Documentation Index Fetch the complete documentation index at: https://docs.aevyra.ai/llms.txt
Use this file to discover all available pages before exploring further.
Install
pip install aevyra-reflex
That’s the entire setup. No YAML config, no framework to configure, no
separate server. This also installs
aevyra-verdict for evaluation.
Set your API keys
Set keys for whichever model provider you’re using:
export OPENROUTER_API_KEY = sk-or- ... # for OpenRouter models (eval + reasoning)
export ANTHROPIC_API_KEY = sk-ant- ... # if using Claude as the reasoning model
export OPENAI_API_KEY = sk- ... # if optimizing an OpenAI model
For local models (Ollama), no key is needed — everything runs on your machine:
aevyra-reflex optimize dataset.jsonl prompt.md \
-m local/llama3.1:8b \
--reasoning-model ollama/qwen3:8b
Run the example
The examples/ directory includes a ready-to-run dataset: 100 security
incident reports where the task is to produce a strict 3-sentence executive
brief. The starting prompt is four words. The model starts at 0.38 and finishes
at 0.89 — a 134% improvement, statistically significant on held-out data.

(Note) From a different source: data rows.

PR #2829, opened 2021-07-19
Make all cli functions and structs crate-private

0xPoe:
part of #2730

### DIFF
--- a/src/cli/markdown.rs
+++ b/src/cli/markdown.rs
@@ -11,7 +11,7 @@ struct LineWrapper<'a, T: Terminal> {
     indent: u32,
     margin: u32,
     pos: u32,
-    pub w: &'a mut T,
+    w: &'a mut T,
 }
 
 impl<'a, T: Terminal + 'a> LineWrapper<'a, T> {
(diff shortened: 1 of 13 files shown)


0xPoe:
@kinnison Could you please take a look? Thanks!

rbtcollins:
@hi-rustin have you checked that there is no lint on Windows builds?

0xPoe:
> @hi-rustin have you checked that there is no lint on Windows builds?

I checked the CI relevant build log and found no warnings, do I still need to check it manually?

0xPoe:
@rbtcollins @kinnison Do you have time to help look at it? Thanks!

src/cli/markdown.rs
```diff
@@ -11,7 +11,7 @@ struct LineWrapper<'a, T: Terminal> {
     indent: u32,
     margin: u32,
     pos: u32,
-    pub w: &'a mut T,
+    pub(crate) w: &'a mut T,
```
rbtcollins: this is a public attribute in a private struct. What happens if you just make the attribute non-public?

0xPoe: Addressed. Good catch! Thank you.

PR #4876, opened 2026-05-26
Update dev guide with cross checking guides

Cloud0310:
Closes #4864

PR #4887, opened 2026-05-31
Add `.cargo/config.windows-cross.toml` to gitignore

Cloud0310:
Add missing gitignore entry for #4876

### DIFF
--- a/.gitignore
+++ b/.gitignore
@@ -4,7 +4,8 @@
 /.settings
 /.idea/
 /.vscode/
-rust-analyzer.toml
+/rust-analyzer.toml
+/.cargo/config.windows-cross.toml
 *~
 /**/target
 /home


.gitignore
```diff
@@ -5,6 +5,7 @@
 /.idea/
 /.vscode/
 rust-analyzer.toml
+.cargo/config.windows-cross.toml
```
rami3l: Here we need a leading slash just like the other entries above it.

Same thing for rust-analyzer.toml.

*[View changes since the review](https://triagebot.infra.rust-lang.org/gh-changes-since/rust-lang/rustup/4887/7f71766866193e4aed0873da3ffd79232bc039c3..cf30a9af5677f1fb88b5ae083a7bba34337dcc85)*

rami3l (approved):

export OPENROUTER_API_KEY = sk-or- ...
aevyra-reflex optimize examples/security_incidents.jsonl \
examples/security_incidents_prompt.md \
-m openrouter/meta-llama/llama-3.1-8b-instruct \
--reasoning-model openrouter/qwen/qwen3-8b \
--judge openrouter/qwen/qwen3-8b \
--judge-criteria examples/security_incidents_judge.md \
--max-workers 4 \
-o examples/security_incidents_best_prompt.md
You’ll see a baseline eval, 4 strategy phases, and a final test set verification:
====================================================
OPTIMIZATION RESULTS
====================================================
Train/val/test : 45 / 20 / 35 samples
Baseline score : 0.3786 (on 35-sample test set)
Final score : 0.8857 (on 35-sample test set)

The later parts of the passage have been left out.